RECORD SET:
PR #7264, opened 2023-08-19
Feature/ocr engine

ivandrofly:
Added a new method IsAllUppercase in the StringExtensions class. This method checks whether all letter-characters in a given string are uppercase. Created test methods for this new functionality in the StringExtensionsTest class. Also, a new class FormattableTextReader with Read() method is added to read the text correctly in IsAllUppercase method. FormattableTextReaderText class is added for testing FormattableTextReader class. The main purpose of these changes is to provide a way to validate if the string is in uppercase, ignoring HTML tags or any non-letter characters.

The code block that checks if a word is all uppercase has been refactored into a separate method, IsAllUppercase(), in the StringExtensions class. This change improves the readability and maintainability of the OcrFixEngine class.

### DIFF
--- a/src/libse/Common/FormattableTextReader.cs
+++ b/src/libse/Common/FormattableTextReader.cs
@@ -1,0 +1,82 @@
+namespace Nikse.SubtitleEdit.Core.Common
+{
+    public struct FormattableTextReader
+    {
+        private readonly string _text;
+        private int _current;
+
+        public FormattableTextReader(string text, int position = -1)
+        {
+            _text = text;
+            _current = position;
+        }
+
+        public bool Read()
+        {
+            var len = _text.Length;
+            if (_current + 1 < len)
+            {
+                _current++;
+
+                while (IsTagStartChar(GetCurrent()))
+                {
+                    var closeChar = GetClosingPair(GetCurrent());
+
+                    // skip tag
+                    var tagCloseIndex = _text.IndexOf(closeChar, _current + 1);
+                    // '<' found but it doesn't have a closing pair
+                    if (tagCloseIndex < _current + 2) // 1 tag name index
+                    {
+                        return true;
+                    }
+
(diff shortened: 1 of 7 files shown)


src/libse/Common/FormattableTextReader.cs
```diff
@@ -0,0 +1,82 @@
+namespace Nikse.SubtitleEdit.Core.Common
+{
+    public struct FormattableTextReader
```
ivandrofly, line 3: I already see several use case for this `FormattableTextReader`

ivandrofly: The struct is also used instead of class to avoid overheat that can be caused by class.

For example in method `IsAllUppercase`, let say is being called inside a loop to check if text in 
paragraphs are all uppercase then no allocation will happen due to struct being store in stack instead of heap!

src/libse/Common/StringExtensions.cs
```diff
@@ -756,6 +756,46 @@ public static bool HasSentenceEnding(this string value)
...
+        /// <param name="value">The string to evaluate.</param>
+        /// <remarks>
+        /// If the string is null or empty, the method will return false.
+        /// The method only checks letter-characters and ignores any non-letter characters.
+        /// If the string doesn't contain any letters, the method returns false.
+        /// </remarks>
+        /// <returns>
+        /// Returns true if all letter-characters in the string are uppercase. Returns false otherwise.
+        /// </returns>
+        public static bool IsAllUppercase(this string value)
```
ivandrofly, line 771: The documentation explain very well when to call this method to check if string is all uppercase!

One of the thing not to do is to call this method and try use its inverse value to say string is lowercase, 
the reason is that is *vaule* is null it will return `false` but that doesn't mean the string is all lowercase!

If we need `IsAllLowercase` it's better to create it basing on what it's done for `IsAllUppercase`

PR #7301, opened 2023-08-29
Refactor DarkTheme class to optimize sub control access

ivandrofly:
Optimize and remove unused method

### DIFF
--- a/src/ui/Logic/DarkTheme.cs
+++ b/src/ui/Logic/DarkTheme.cs
@@ -53,23 +53,12 @@ namespace Nikse.SubtitleEdit.Logic
             }
         }
 
-        public static IEnumerable<Control> GetAllControlByType(Control control, Type type)
-        {
-            var controls = control.Controls.Cast<Control>().ToList();
-
-            return controls.SelectMany(ctrl => GetAllControlByType(ctrl, type))
-                                      .Concat(controls)
-                                      .Where(c => c.GetType() == type);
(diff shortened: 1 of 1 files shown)


src/ui/Logic/DarkTheme.cs
```diff
@@ -53,23 +53,12 @@ public static void SetWindowThemeNormal(Control control)
...
-                                      .Where(c => c.GetType() == type);
-        }
-
-        private static List<T> GetSubControls<T>(Control c)
+        private static IEnumerable<T> GetSubControls<T>(Control c)
         {
             var type = c.GetType();
-            var fields = type.GetFields(BindingFlags.NonPublic | BindingFlags.Instance);
-            var contextMenus = fields.Where(f => f.GetValue(c) != null &&
-            (f.GetValue(c).GetType().IsSubclassOf(typeof(T)) || f.GetValue(c).GetType() == typeof(T)));
```
ivandrofly, line 70: Field type can be inferenced without the need to get the field value

src/ui/Logic/DarkTheme.cs
```diff
@@ -53,23 +53,12 @@ public static void SetWindowThemeNormal(Control control)
             }
         }
 
-        public static IEnumerable<Control> GetAllControlByType(Control control, Type type)
```
ivandrofly, line 56: This method is not being used

PR #7355, opened 2023-09-09
Feature/time code

ivandrofly:
- Zero TimeCode instance will now be created uzing TimeCode.Zero
- Implement `IEquatable<TimeCode>` to allow comparing TimeCode instance by value  also make the comparison between time code consistence

### DIFF
--- a/src/Test/Logic/ParagraphTest.cs
+++ b/src/Test/Logic/ParagraphTest.cs
@@ -56,7 +56,7 @@ namespace Test.Logic
         [TestMethod]
         public void TestAdjust3()
         {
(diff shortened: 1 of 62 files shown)


niksedk:
I like the  `IEquatable<TimeCode>` - could probably also be used a few places.

What is the reason for the `TimeCode.Zero`?

ivandrofly:
> What is the reason for the `TimeCode.Zero`?

Semantic - maybe TimeCode.Default?
Can also be reverted

ivandrofly:
> I like the `IEquatable<TimeCode>` - could probably also be used a few places.

yeah, can also have a overloading to deal with double directly
to save creating new instance of TimeCode just to perform comparison

PR #7374, opened 2023-09-12
Feature/http client

ivandrofly:


src/libse/Http/HttpClientAdapter.cs
```diff
@@ -0,0 +1,81 @@
...
+
+        public HttpRequestHeaders DefaultRequestHeaders => _httpClient.DefaultRequestHeaders;
+
+        public Task<HttpResponseMessage> PostAsync(string uri, StringContent stringContent) => _httpClient.PostAsync(uri, stringContent);
+
+        public async Task<string> GetStringAsync(string url)
+        {
+            var buffer = await _httpClient.GetByteArrayAsync(url);
+            return _encoding.GetString(buffer, 0, buffer.Length);
+            // return Task.FromResult(_encoding.GetString(buffer, 0, buffer.Length - 1));
```
ivandrofly, line 42: ` // return Task.FromResult(_encoding.GetString(buffer, 0, buffer.Length - 1));`
I left this line because it was recently introduced and I don't get what is the point of having it?

src/libse/Http/LegacyHttpClient.cs
```diff
@@ -112,37 +112,7 @@ public void Dispose()
             _httpClient?.Dispose();
         }
 
-        public static void CopyTo(Stream source, Stream destination, int bufferSize)
```
ivandrofly, line 115: This method is removed as the framework as a similar one!
ps: The one in framework also perform validations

TASK:
Transcribe each record above exactly. Skip none.

OUTPUT FOR THIS TASK:
PR #7264, opened 2023-08-19
Feature/ocr engine

ivandrofly:
Added a new method IsAllUppercase in the StringExtensions class. This method checks whether all letter-characters in a given string are uppercase. Created test methods for this new functionality in the StringExtensionsTest class. Also, a new class FormattableTextReader with Read() method is added to read the text correctly in IsAllUppercase method. FormattableTextReaderText class is added for testing FormattableTextReader class. The main purpose of these changes is to provide a way to validate if the string is in uppercase, ignoring HTML tags or any non-letter characters.

The code block that checks if a word is all uppercase has been refactored into a separate method, IsAllUppercase(), in the StringExtensions class. This change improves the readability and maintainability of the OcrFixEngine class.

### DIFF
--- a/src/libse/Common/FormattableTextReader.cs
+++ b/src/libse/Common/FormattableTextReader.cs
@@ -1,0 +1,82 @@
+namespace Nikse.SubtitleEdit.Core.Common
+{
+    public struct FormattableTextReader
+    {
+        private readonly string _text;
+        private int _current;
+
+        public FormattableTextReader(string text, int position = -1)
+        {
+            _text = text;
+            _current = position;
+        }
+
+        public bool Read()
+        {
+            var len = _text.Length;
+            if (_current + 1 < len)
+            {
+                _current++;
+
+                while (IsTagStartChar(GetCurrent()))
+                {
+                    var closeChar = GetClosingPair(GetCurrent());
+
+                    // skip tag
+                    var tagCloseIndex = _text.IndexOf(closeChar, _current + 1);
+                    // '<' found but it doesn't have a closing pair
+                    if (tagCloseIndex < _current + 2) // 1 tag name index
+                    {
+                        return true;
+                    }
+
(diff shortened: 1 of 7 files shown)


src/libse/Common/FormattableTextReader.cs
```diff
@@ -0,0 +1,82 @@
+namespace Nikse.SubtitleEdit.Core.Common
+{
+    public struct FormattableTextReader
```
ivandrofly, line 3: I already see several use case for this `FormattableTextReader`

ivandrofly: The struct is also used instead of class to avoid overheat that can be caused by class.

For example in method `IsAllUppercase`, let say is being called inside a loop to check if text in 
paragraphs are all uppercase then no allocation will happen due to struct being store in stack instead of heap!

src/libse/Common/StringExtensions.cs
```diff
@@ -756,6 +756,46 @@ public static bool HasSentenceEnding(this string value)
...
+        /// <param name="value">The string to evaluate.</param>
+        /// <remarks>
+        /// If the string is null or empty, the method will return false.
+        /// The method only checks letter-characters and ignores any non-letter characters.
+        /// If the string doesn't contain any letters, the method returns false.
+        /// </remarks>
+        /// <returns>
+        /// Returns true if all letter-characters in the string are uppercase. Returns false otherwise.
+        /// </returns>
+        public static bool IsAllUppercase(this string value)
```
ivandrofly, line 771: The documentation explain very well when to call this method to check if string is all uppercase!

One of the thing not to do is to call this method and try use its inverse value to say string is lowercase, 
the reason is that is *vaule* is null it will return `false` but that doesn't mean the string is all lowercase!

If we need `IsAllLowercase` it's better to create it basing on what it's done for `IsAllUppercase`

PR #7301, opened 2023-08-29
Refactor DarkTheme class to optimize sub control access

ivandrofly:
Optimize and remove unused method

### DIFF
--- a/src/ui/Logic/DarkTheme.cs
+++ b/src/ui/Logic/DarkTheme.cs
@@ -53,23 +53,12 @@ namespace Nikse.SubtitleEdit.Logic
             }
         }
 
-        public static IEnumerable<Control> GetAllControlByType(Control control, Type type)
-        {
-            var controls = control.Controls.Cast<Control>().ToList();
-
-            return controls.SelectMany(ctrl => GetAllControlByType(ctrl, type))
-                                      .Concat(controls)
-                                      .Where(c => c.GetType() == type);
(diff shortened: 1 of 1 files shown)


src/ui/Logic/DarkTheme.cs
```diff
@@ -53,23 +53,12 @@ public static void SetWindowThemeNormal(Control control)
...
-                                      .Where(c => c.GetType() == type);
-        }
-
-        private static List<T> GetSubControls<T>(Control c)
+        private static IEnumerable<T> GetSubControls<T>(Control c)
         {
             var type = c.GetType();
-            var fields = type.GetFields(BindingFlags.NonPublic | BindingFlags.Instance);
-            var contextMenus = fields.Where(f => f.GetValue(c) != null &&
-            (f.GetValue(c).GetType().IsSubclassOf(typeof(T)) || f.GetValue(c).GetType() == typeof(T)));
```
ivandrofly, line 70: Field type can be inferenced without the need to get the field value

src/ui/Logic/DarkTheme.cs
```diff
@@ -53,23 +53,12 @@ public static void SetWindowThemeNormal(Control control)
             }
         }
 
-        public static IEnumerable<Control> GetAllControlByType(Control control, Type type)
```
ivandrofly, line 56: This method is not being used

PR #7355, opened 2023-09-09
Feature/time code

ivandrofly:
- Zero TimeCode instance will now be created uzing TimeCode.Zero
- Implement `IEquatable<TimeCode>` to allow comparing TimeCode instance by value  also make the comparison between time code consistence

### DIFF
--- a/src/Test/Logic/ParagraphTest.cs
+++ b/src/Test/Logic/ParagraphTest.cs
@@ -56,7 +56,7 @@ namespace Test.Logic
         [TestMethod]
         public void TestAdjust3()
         {
(diff shortened: 1 of 62 files shown)


niksedk:
I like the  `IEquatable<TimeCode>` - could probably also be used a few places.

What is the reason for the `TimeCode.Zero`?

ivandrofly:
> What is the reason for the `TimeCode.Zero`?

Semantic - maybe TimeCode.Default?
Can also be reverted

ivandrofly:
> I like the `IEquatable<TimeCode>` - could probably also be used a few places.

yeah, can also have a overloading to deal with double directly
to save creating new instance of TimeCode just to perform comparison

PR #7374, opened 2023-09-12
Feature/http client

ivandrofly:


src/libse/Http/HttpClientAdapter.cs
```diff
@@ -0,0 +1,81 @@
...
+
+        public HttpRequestHeaders DefaultRequestHeaders => _httpClient.DefaultRequestHeaders;
+
+        public Task<HttpResponseMessage> PostAsync(string uri, StringContent stringContent) => _httpClient.PostAsync(uri, stringContent);
+
+        public async Task<string> GetStringAsync(string url)
+        {
+            var buffer = await _httpClient.GetByteArrayAsync(url);
+            return _encoding.GetString(buffer, 0, buffer.Length);
+            // return Task.FromResult(_encoding.GetString(buffer, 0, buffer.Length - 1));
```
ivandrofly, line 42: ` // return Task.FromResult(_encoding.GetString(buffer, 0, buffer.Length - 1));`
I left this line because it was recently introduced and I don't get what is the point of having it?

src/libse/Http/LegacyHttpClient.cs
```diff
@@ -112,37 +112,7 @@ public void Dispose()
             _httpClient?.Dispose();
         }
 
-        public static void CopyTo(Stream source, Stream destination, int bufferSize)
```
ivandrofly, line 115: This method is removed as the framework as a similar one!
ps: The one in framework also perform validations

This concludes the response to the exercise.